I made the AIs play many games against each other. I used an ELO system to rank the players.
If you aren't familiar with ELO the gist is that every 400 points on the scale represents 10x better odds of winning. For example, if two models have ranks 200 and 600, the former model is estimated to win 1/10 times. If the two models have ranks 200 and 1000, the former model is estimated to win 1/100 times.
(ELO rankings are not comparable across benchmarks. My rankings are normalized on the random
AI having an ELO of 0.)
Name | Elo |
---|---|
bigmoney | 958 |
gpt-4o | 958 |
claude-3-5-sonnet | 958 |
llama3.1-405B-instruct-turbo | 836 |
naive | 757 |
llama3.1-70B-instruct-turbo | 745 |
gpt-4o-mini | 432 |
llama3.1-8B-instruct-turbo | 382 |
random | 0 |
The rankings show that small models and large models are on a different playing field. gpt-4o
and claude-sonnet
are neck and neck. (Many more rounds might reveal that one has an edge over the other but I don't care enough to spend the $$.) The flagship models have a slight edge over a naive
procedural algorithm. Private models perform slightly better at this task than their open source counterparts.
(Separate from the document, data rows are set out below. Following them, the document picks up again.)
PR #2411, opened 2026-04-26
feat(executor): make opencode request timeout configurable

### LINKED ISSUE #2410: Make OpenCode HTTP request timeout configurable
## Summary
Pilot currently hardcodes the OpenCode HTTP client timeout to 10 minutes in the backend. When OpenCode takes longer to return message response headers or stream setup, execution fails with:

```text
context deadline exceeded (Client.Timeout exceeded while awaiting headers)
```

## Why this matters
OpenCode task execution time can vary significantly by repository size, provider latency, and task complexity. A fixed 10-minute HTTP timeout is too rigid for long-running sessions.

## Proposed behavior
Add a config option under:

```yaml
executor:
  opencode:
    request_timeout: 20m
```

Behavior:
- default remains 10m for backward compatibility
- configurable via YAML
- invalid or empty values fall back to 10m
- used by the OpenCode backend HTTP client for session/message requests

## Reproduction context
With current behavior, recent local runs failed after the schema issue was fixed, but then hit:

```text
Post \"http://127.0.0.1:44096/session/.../message\": context deadline exceeded (Client.Timeout exceeded while awaiting headers)
```

This indicates the payload is accepted, but the request lifetime is too short for some runs.

## Scope
This is specifically about OpenCode backend HTTP request timeout, not the broader task execution timeout routing already present under `executor.timeout`.

myagizmaktav:
## Summary
- add `executor.opencode.request_timeout` so OpenCode HTTP request lifetime is configurable
- keep backward compatibility by defaulting to 10m when unset or invalid
- cover timeout parsing and backend client wiring with focused tests

## Example
```yaml
executor:
  opencode:
    request_timeout: 20m
```

## Verification
- `go test ./internal/executor -run 'TestOpenCodeConfig|TestOpenCodeConfigEffectiveRequestTimeout|TestNewOpenCodeBackend' -count=1 -v`
- `make build`

Closes #2410

### DIFF
--- a/internal/executor/backend.go
+++ b/internal/executor/backend.go
@@ -643,6 +643,24 @@ type OpenCodeConfig struct {
 
 	// ServerCommand is the command to start the server (default: "opencode serve")
 	ServerCommand string `yaml:"server_command,omitempty"`
+
+	// RequestTimeout is the maximum time to wait for OpenCode HTTP responses.
+	// Applies to session creation, message send, and SSE response headers.
+	// Default: "10m"
+	RequestTimeout string `yaml:"request_timeout,omitempty"`
+}
+
+// EffectiveRequestTimeout returns the OpenCode HTTP request timeout.
+// Falls back to 10m when empty or invalid.
+func (c *OpenCodeConfig) EffectiveRequestTimeout() time.Duration {
+	if c == nil || c.RequestTimeout == "" {
+		return 10 * time.Minute
+	}
+	d, err := time.ParseDuration(c.RequestTimeout)
+	if err != nil || d <= 0 {
+		return 10 * time.Minute
+	}
+	return d
 }
 
 // DefaultBackendConfig returns default backend configuration.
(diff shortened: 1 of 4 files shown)


alekspetrov:
Thanks! The conflict is from commit `8663915` which duplicates the OpenCode message-schema fix that already shipped in v2.100.3 (PR #2414). Could you rebase off main and drop that commit, leaving only `8fc1c31` (the timeout config)? After rebase the diff should be limited to: `backend.go`, `backend_opencode.go` (timeout fields only), and the new `backend_opencode_test.go` cases for timeout parsing. Health-check changes can also drop if v2.100.3 already covers them.

alekspetrov:
Rebased onto current main and force-pushed. Dropped the stale schema-fix commit (`8663915`) — that was already shipped in v2.100.3 / PR #2414. Kept only the timeout config commit (`8fc1c31`). Diff is now +58/−3 (down from +442/−43). Authorship preserved.

Will need workflow approval on the Checks tab to run CI.

alekspetrov (approved):
LGTM. Adds executor.opencode.request_timeout with 10m default, validation, and tests. Rebased onto current main.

- Each inference in my experiment is limited to <4k tokens, but many models can accommodate many more tokens. It would be interesting to explore testing if providing more context (in the form of more detailed logs, strategy articles from the internet, etc...) results in measurably improved performance.
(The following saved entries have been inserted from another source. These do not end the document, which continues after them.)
PR #2419, opened 2026-04-26
fix(telegram): cap startup API calls

### LINKED ISSUE #2417: Telegram startup can hang indefinitely on singleton/getMe calls
## Problem
`pilot start --telegram` can block during startup before polling fully comes up.

## Root Cause
Two startup API calls have no short bound:
- `CheckSingleton()`
- initial `getMe()` in `StartPolling()`

If Telegram API is slow or unreachable, startup can stall instead of degrading gracefully.

## Proposed Fix
Wrap both startup calls in a short timeout (10s) so polling startup continues or fails fast.
Add regression coverage with a slow test server.

myagizmaktav:
## Summary
- add a short timeout around Telegram singleton and initial `getMe()` startup calls
- prevent `pilot start --telegram` from hanging indefinitely when Telegram is slow or unreachable
- add a regression test with a delayed startup API response

## Verification
- `go test ./internal/adapters/telegram/...`

Closes #2417

### DIFF
--- a/internal/adapters/telegram/handler.go
+++ b/internal/adapters/telegram/handler.go
@@ -21,6 +21,8 @@ import (
 	"github.com/qf-studio/pilot/internal/transcription"
 )
 
+const startupAPITimeout = 10 * time.Second
+
 // MemberResolver resolves a Telegram user to a team member ID for RBAC (GH-634).
 // Decoupled from teams package to avoid import cycles.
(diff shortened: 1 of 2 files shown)


alekspetrov (approved):
LGTM. Surgical 10s startup timeout on CheckSingleton/getMe with regression test.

- Comparing these models with current state of the art Dominion AIs would not be interesting. The LLMs would be crushed.
- The 8B and 70B Llama models aren't even in the same league. However, the 405B model only beats the 70B model in 2/3rds of games. The private flagship models perform slightly better than the 405B model. These results might imply substantial diminishing returns on reasoning capabilities.
- If much more capable models can exist, this benchmark has plenty of room for growth. I also believe it would be hard for models to game this benchmark. As new models are released, I may come back and update this page with the results.
- It could be interesting to compare how quantization affects these scores. (ex compare q2/3 405B model vs full weight 70B model)
This is essentially two packages, plus some helper scripts.
- Run
npm install
in the base directory andllmai
. - Create a file
llmai/src/config.json
and fill in your*_API_KEY
s - Run
npm run build
in thellmai
directory.
compete.js will continually run matches between AIs
stats.js will normalize the elo rankings based the data stored in the logs directory.
Usage: node ./lib/main.js [--player <AI_Name>] [--seed <seed>]
AIs available:
cli
lmstudioai -- (Play against a model running locally)
naive
bigmoney
random
claude-3-5-sonnet
claude-3-5-sonnet-new
gpt-4 -- (Pretty expensive to run)
gpt-4o
gpt-4o-mini
llama3.1-405B-instruct-turbo
llama3.1-70B-instruct-turbo
llama3.1-8B-instruct-turbo
deepseek-chat
deepseek-reasoner
Sets available:
Base Set (second edition)
(Note, requests to LLM apis are not deterministic and therefore the RNG seed will not reproduce between games with LLM opponents.)